Feddern Vivian, Cunha Junior Anildo, De Prá Marina C, Busi da Silva Marcio L, Nicoloso Rodrigo da S, Higarashi Martha M, Coldebella Arlei, de Abreu Paulo G
a Embrapa Suinos e Aves , Concórdia , SC , Brazil.
b Universidade Federal de Santa Catarina , Florianópolis , SC , Brazil.
J Air Waste Manag Assoc. 2017 Jul;67(7):754-762. doi: 10.1080/10962247.2017.1279695. Epub 2017 Jan 12.

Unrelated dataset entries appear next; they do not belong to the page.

PR #919, opened 2026-05-29
l1_to_nd_spec_cal_e2e uses sweet spot dataset

### LINKED ISSUE #878: Implement "sweet spot" dithering aspect of spectroscopy ND filter calibration product and update VAP tests
According to CGI-REQT-5477 and CGI-REQT-5478, the spectroscopy ND filter calibration should be made using a "sweet spot" dataset that uses data collected at different FSM positions. The full text of the requirements is found below. 

The existing spectroscopy ND filter calibration code should be updated to accommodate this, analogous to how the imaging mode ND filter calibration code is done. 

The existing l1_to_nd_filter_spec_e2e.py test should be updated to be in VAP format and should verify that these requirements are met.

aneeshb97:
## Describe your changes
Sweet spot dataset (brightstandstar dataset) from DIP includes images with ND filter at different (FSMX,FSMY) combinations. We modify the nd spec cal e2e to use this new dataset. Additionally, minor changes to dataformat e2e test.

## Type of change

#878 


aneeshb97:
This is incorrect, just wanted to have a PR up

juliamilton:
Thanks! This is generally looking good to me. Could you also add an additional test that tests the interpolation? This could be done by adding something to the existing l1_to_nd_spec_cal_e2e test that: 

- loads the sweet spot dataset, 
- creates a new observation at a different FPAM_H/ FPAM_V position (near to/ within the existing dithers)
- calls calculate_od_spec_at_new_location()
- prints OD(λ) and checks that OD values are reasonable

corgidrp/data.py
```diff
@@ -4162,21 +4159,102 @@ def __init__(self, data_or_filepath, err=None, dq=None,
...
+        interpolating.  If those keywords are absent the offsets default to 0,
+        so the call is also correct for full-frame (uncropped) images.
+
+        Args:
+            x (float): x pixel location in the science frame's own coordinate system.
+            y (float): y pixel location in the science frame's own coordinate system.
+            method (str): only "nearest" supported currently.
+            wave_grid (list of float or np.array, optional): Wavelength grid specfied
+            by user. Default to None (wavelength grid taken from image hdu 'SPEC_WAVE').
+            image (corgidrp.data.Image, optional): the science Image whose pixel
```
semaphoreP: should update the docstring that passing in this parameter will override the wave_grid keyword.

corgidrp/data.py
```diff
@@ -4162,21 +4159,102 @@ def __init__(self, data_or_filepath, err=None, dq=None,
...
+            od_stack = []
+            for i in range(self.od_spectra.shape[0]):
+                od = self.od_spectra[i,:]
+                wave = self.wavelengths[i,:]
+                if not np.allclose(wave, common_wave, atol=0.01):
+                    remap_od  = interp1d(wave, od,    kind='linear',
+                                        bounds_error=False, fill_value=np.nan)
+                    od    = remap_od(common_wave)
+                    
+                od_stack.append(od)
```
semaphoreP: This code seems quite duplicated. Can we condense the if statement, and reduce the amount of duplicated code?

corgidrp/l3_to_l4.py
```diff
@@ -1017,18 +1019,23 @@ def determine_wave_zeropoint(input_dataset, spec_filter_offset, template_dataset
...
 
     all_science_frames = []
 
-    for visid in visitid:
-        if subtract_no_offset_frames:
-            
-            satspot_subset = satspot_dataset[int(np.nonzero(visitid == visid)[0].item())]
+    for keyword in keywords:
+
+        matched_index = [i for i, key in enumerate(keywords) if key == keyword]
```
semaphoreP: is this logically the same as `for matched_index, keyword in enumerate(keywords):`

corgidrp/l3_to_l4.py
```diff
@@ -1083,7 +1090,7 @@ def determine_wave_zeropoint(input_dataset, spec_filter_offset, template_dataset
             science_subset = offset_dataset
         
         if with_science:
-            science_subset = science_dataset[int(np.nonzero(visitid == visid)[0].item())]
+            science_subset = science_dataset[int(matched_index[0])]
```
semaphoreP: there's no guarantee that the science datasets are ordered in the same way as the satspot datasets. We should really be matching science_dataset visitids to the given satspot visitid. (This probably also means not overriding the `keyword` variable when splitting the science_dataset as well.

corgidrp/nd_filter_calibration.py
```diff
@@ -532,26 +532,120 @@ def create_nd_filter_cal(stars_dataset,
...
+        
+        od_stack = []
+        for i in range(od_val.shape[0]):
+            od = od_val[i,:]
+            wave = wav_val[i,:]
+            if not np.allclose(wave, common_wave, atol=0.01):
+                remap_od  = interp1d(wave, od,    kind='linear',
+                                    bounds_error=False, fill_value=np.nan)
+                od    = remap_od(common_wave)
+
```
semaphoreP: can we reuse the code in `SpecNDFilter.interpolate_od()` in data.py and/or merge the two?

corgidrp/nd_filter_calibration.py
```diff
@@ -532,26 +532,120 @@ def create_nd_filter_cal(stars_dataset,
...
+        for i in range(len(common_wave)):
+            monochromatic_sweet_spot_data = np.column_stack((
+                                            od_array[:,i],
+                                            x_val[:,i],
+                                            y_val[:,i]
+                                            ))
+            # Interpolate OD at that new location
+            interp_od[i] = interpolate_od(monochromatic_sweet_spot_data, x_adj, y_adj)
+
+    # TO DO: add in interpolated od into the header of the file and re-save? determine how the OD
```
semaphoreP, line 575: should we have a wrapper function that divides out the ND filter OD from the 1-D spectrum? basically return a spectrum corrected for ND filter strength

corgidrp/nd_filter_calibration.py
```diff
@@ -532,26 +532,120 @@ def create_nd_filter_cal(stars_dataset,
...
+    # Metadata checks
+    if (hdr.get('FPAMNAME') != ref_fpam_name or 
+        abs(hdr.get('FPAM_H') - ref_fpam_h) > 1.2 or    # within non-repeatability tolerance of 1.2 um
+        abs(hdr.get('FPAM_V') - ref_fpam_v) > 1.2 or 
+        hdr.get('CFAMNAME') != ref_cfam_name or
+        hdr.get('DPAMNAME') != ref_dpam_name):
+        raise ValueError(
+            f"Inconsistent FPAM/CFAM/DPAM header values in target {target} for file {frame}!"
+        )
+
```
semaphoreP, line 620: why is this check in this function, and not in the parent function that calls it (`create_nd_filter_cal_spec`)? It seems unnecessary to pass in 5 extra arguments, just to do this check.

corgidrp/nd_filter_calibration.py
```diff
@@ -592,8 +686,187 @@ def compute_od_spectrum_for_frame(frame, sf_cal, calspec_filepath):
...
+    """
+    Process bright star files for one target to compute optical density (OD)
+    and (x, y) centroids for each dithered observation.
+    Checks that FPAM keywords are consistent across all files.
+    
+    Additional photometry options are passed via phot_kwargs.
+    This allows users to override default settings for functions like aper_phot.
+    
+    Parameters:
+        target (str): The target star name.
```
semaphoreP, line 671: isn't this value just in the header of the Images of `files`?

corgidrp/nd_filter_calibration.py
```diff
@@ -616,12 +889,14 @@ def create_nd_filter_cal_spec(stars_dataset, spec_fluxcal=None, calspec_files=No
 
     Args:
         stars_dataset (corgidrp.data.Dataset): L3 frames with SPEC extensions.
+        od_raster_threshold (float): Threshold for flagging OD variations.
```
semaphoreP: for complicated reasons, spec_fluxcal needs to be the first keyword of this function.

corgidrp/nd_filter_calibration.py
```diff
@@ -592,8 +686,187 @@ def compute_od_spectrum_for_frame(frame, sf_cal, calspec_filepath):
...
+
+        od_all_spectra.append(np.mean(od_spectra, axis=0))
+        wave_grids.append(np.mean(wave_spectra, axis=0))
+        od_all_err.append(np.sqrt(np.nansum(oderr_spectra ** 2, axis=0)) / len(oderr_spectra))
+        x_values.append(x_center)
+        y_values.append(y_center)
+        xerr_values.append(xcen_err)
+        yerr_values.append(ycen_err)
+
+    # If multiple bright frames, remap to a common wavelength grid and average
```
semaphoreP: are we not doing what's in the comments here: remapping to a common wavelength grid?

corgidrp/nd_filter_calibration.py
```diff
@@ -592,8 +686,187 @@ def compute_od_spectrum_for_frame(frame, sf_cal, calspec_filepath):
...
+    #common_wave = wave_grids[0]
 
-def create_nd_filter_cal_spec(stars_dataset, spec_fluxcal=None, calspec_files=None, outputdir=None):
+    if len(od_all_spectra) == 1:
+        od_stack  = od_all_spectra[0]
+        wave_stack = wave_grids[0]
+        err_stack = od_all_err[0]
+    else:
```
semaphoreP: I'm not sure what's going on in this else statement. it seems the equivalent of doing nothing. you seem to be turning a list back to itself.

corgidrp/nd_filter_calibration.py
```diff
@@ -592,8 +686,187 @@ def compute_od_spectrum_for_frame(frame, sf_cal, calspec_filepath):
...
+        aggregated_sweet_spot_err (numpy.ndarray, optional): The aggregated N×N_wave×4 array containing 
+            OD_err as a function of wavelength in the format [wave_err, OD_err, x_err, y_err].
+            Defaults to None.
+
+    Returns:
+        tuple:
+            NDSpectroscopy: The generated ND spectroscopy sweet spot dataset.
+    """
+    final_sweet_spot_data = aggregated_sweet_spot_data.copy()
+    try:
```
semaphoreP: do you just want to do `if aggregated_sweet_spot_err is not None`?

tests/e2e_tests/l1_to_nd_filter_spec_e2e.py
```diff
@@ -322,12 +343,64 @@ def run_nd_filter_spec_e2e(l1_datadir, processed_cal_path, outputdir):
...
+    bright_star_filelist = sorted(f for f in l1_filelist if fits.getheader(f, ext=1)['FPAMNAME'] == 'ND225')
+    faint_star_filelist = sorted(f for f in l1_filelist if fits.getheader(f, ext=1)['FPAMNAME'] != 'ND225')
+    changed_visitid = False
+    if fits.getheader(bright_star_filelist[0])['VISITID'] ==  fits.getheader(faint_star_filelist[0])['VISITID']:
+        changed_visitid = True
+        brightdata_visitid = fits.getheader(faint_star_filelist[0])['VISITID']
+        for f in bright_star_filelist:
+            fits.setval(f, 'VISITID', value = '0200001001001002001', ext=0)
+    
+    # Changing TARGET if original TARGET not in calspec list
```
semaphoreP, line 371: question: this is needed because the default stars aren't in the calspec lookup right now?

semaphoreP (commented):
overall looks good. I have mostly style comments, and a couple suggestions.

tests/e2e_tests/l1_to_nd_filter_spec_e2e.py
aneeshb97: yes

corgidrp/nd_filter_calibration.py
aneeshb97: you mean first keyword after the stars_dataset?

corgidrp/nd_filter_calibration.py
aneeshb97: legacy comment, will remove this

corgidrp/nd_filter_calibration.py
aneeshb97: Again, remnants of legacy code. Retained if we wanted to do common wave interpolation here but will remove

corgidrp/nd_filter_calibration.py
aneeshb97: it mirrors the equivalent function for ND imaging. I assumed the check might be a requirement, since this is the function that handles individual frames

corgidrp/l3_to_l4.py
aneeshb97: okay

corgidrp/nd_filter_calibration.py
semaphoreP: yes, that's right. it should be stars_dataset, spec_fluxcal=None, ...

corgidrp/nd_filter_calibration.py
semaphoreP: Ok, that's fine then

corgidrp/nd_filter_calibration.py
aneeshb97: again, mirrors ND imaging. Can remove if don't want it here

corgidrp/data.py
aneeshb97: this will be somewhat ugly. 
Basically, if there is no user-provided input spec image or wave_grid, it remaps the ODs of each dither onto wave_grid of dither 1. So we do not need to interpolate OD of dither 1, but need to do for others.

If there a user-provided input spec image or wave_grid, ODs of each dither have to be remapped.

We could always make it such that if there's no user-provided input spec image or wave_grid, the interpolate_od errors out

aneeshb97: Can clean this up sure, but I think it's good to visualize the no provided wave_grid/image and user-specified wave_grid/image cases separately

corgidrp/data.py
aneeshb97: Passing in which parameter? Wave_grid takes priority, followed by image hdu 'SPEC_WAVE'

corgidrp/nd_filter_calibration.py
semaphoreP: no it's fine.

corgidrp/data.py
semaphoreP: Why can't we just always interpolate regardless. An interpolation of a wavelength grid onto itself will just return the original values (and this doesn't take a lot of time).

corgidrp/l3_to_l4.py
aneeshb97: I initially thought it provides an extra check, but now I think maybe not? Changing the code to the above gives the same outputs as before

corgidrp/data.py
aneeshb97: okay!

corgidrp/nd_filter_calibration.py
aneeshb97: done!

corgidrp/nd_filter_calibration.py
aneeshb97: you mean a method function attached to the NDSpec class that takes in a 1-D spectrum and gives a spectrum corrected for ND filter OD?

semaphoreP: it can also just be a function in this .py file that takes a L4 spectrum file and a ND filter acalibraiton and corrects for the OD

corgidrp/data.py
semaphoreP: oh you're right. never mind.

corgidrp/nd_filter_calibration.py
```diff
@@ -679,76 +906,161 @@ def create_nd_filter_cal_spec(stars_dataset, spec_fluxcal=None, calspec_files=No
...
+            fpamfsamcal = fpamfsamcal, ndspectroscopy_dataset = ndspectroscopy_dataset, wave_grid=wave_grid)
+    
+    corrected_image = clean_spec_image.copy()
+
+    spec = corrected_image.hdu_list['SPEC'].data
+    spec_wave = corrected_image.hdu_list['SPEC_WAVE'].data
+    spec_err = corrected_image.hdu_list['SPEC_ERR'].data
+    
+    #Interpolate SPEC values on new wavelength grid
+    if not np.allclose(spec_wave, common_wave, atol=0.01):
```
semaphoreP, line 1041: I have a preference that we interpolate the od_spec onto the science data wavelengths rather than the other way around (general principle of minimizing interpolation on the science data).

semaphoreP (commented):
one small comment about the new function

corgidrp/nd_filter_calibration.py
aneeshb97: By default the OD_spec is interpolated on the science data wavelengths (image.hdu_list['SPEC_WAVE']), so common_wave and spec_wave will be the same. 
The interpolation on science data happens ONLY if the user specifies a custom wavelength grid that they want for their output image. Then OD_spec and science data are both interpolated onto that custom wavelength grid (i.e., common_wave).
We can just not have a custom wavelength grid as keyword for this function. If users want to interpolate the science onto a different grid, they are free to do so. calculate_od_spec_at_new_location() allows custom wavelengths for OD_spec anyway, so OD correction won't be an issue

semaphoreP: oh gotcha. I missed that when I looked at it.

aneeshb97: Let me know if you would just prefer to remove the wave_grid keyword for the new function

semaphoreP:
Run e2e tests one final time before merge

corgidrp/nd_filter_calibration.py
semaphoreP: no it's fine. you can maybe add some comments about this logic only happens if wave_grid is passed in, because it's not obvious from reading the code (since it depends on the behavior of sub-functions).

aneeshb97: added some comments!

semaphoreP (approved):

PR #211, opened 2021-02-15
TH-999: Separate publisher and provider info

melniiv:


nikomakela:
This pull request is so much out of date that I started a new one #273. The commit from this one is taken as a base for it.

The effects of two alternative sources of animal fat-derived biodiesel feedstock on CO, CO, NO tailpipe emissions as well as fuel consumption were investigated. Biodiesel blends were produced from chicken and swine fat waste (FW-1) or floating fat (FW-2) collected from slaughterhouse wastewater treatment processes. Tests were conducted in an unmodified stationary diesel engine operating under idling conditions in attempt to simulate slow traffic in urban areas. Significant reductions in CO (up to 47% for B100; FW-2) and NO (up to 20% for B5; FW-2 or B100; FW-1) were attained when using biodiesel fuels at the expense of 5% increase in fuel consumption. Principal component analysis (PCA) was performed to elucidate possible associations among gas (CO, CO, and NO) emissions, cetane number and iodine index with different sources of feedstock typically employed in the biodiesel industry. NO, cetane number and iodine index were inversely proportional to CO and biodiesel concentration. High NO emissions were reported from high iodine index biodiesel derived especially from forestry, fishery and some agriculture feedstocks, while the biodiesel derived from animal sources consistently presented lower iodine index mitigating NO emissions. The obtained results point out the applicability of biodiesel fuels derived from fat-rich residues originated from animal production on mitigation of greenhouse gas emissions. The information may encourage practitioners from biodiesel industry whilst contributing towards development of sustainable animal production.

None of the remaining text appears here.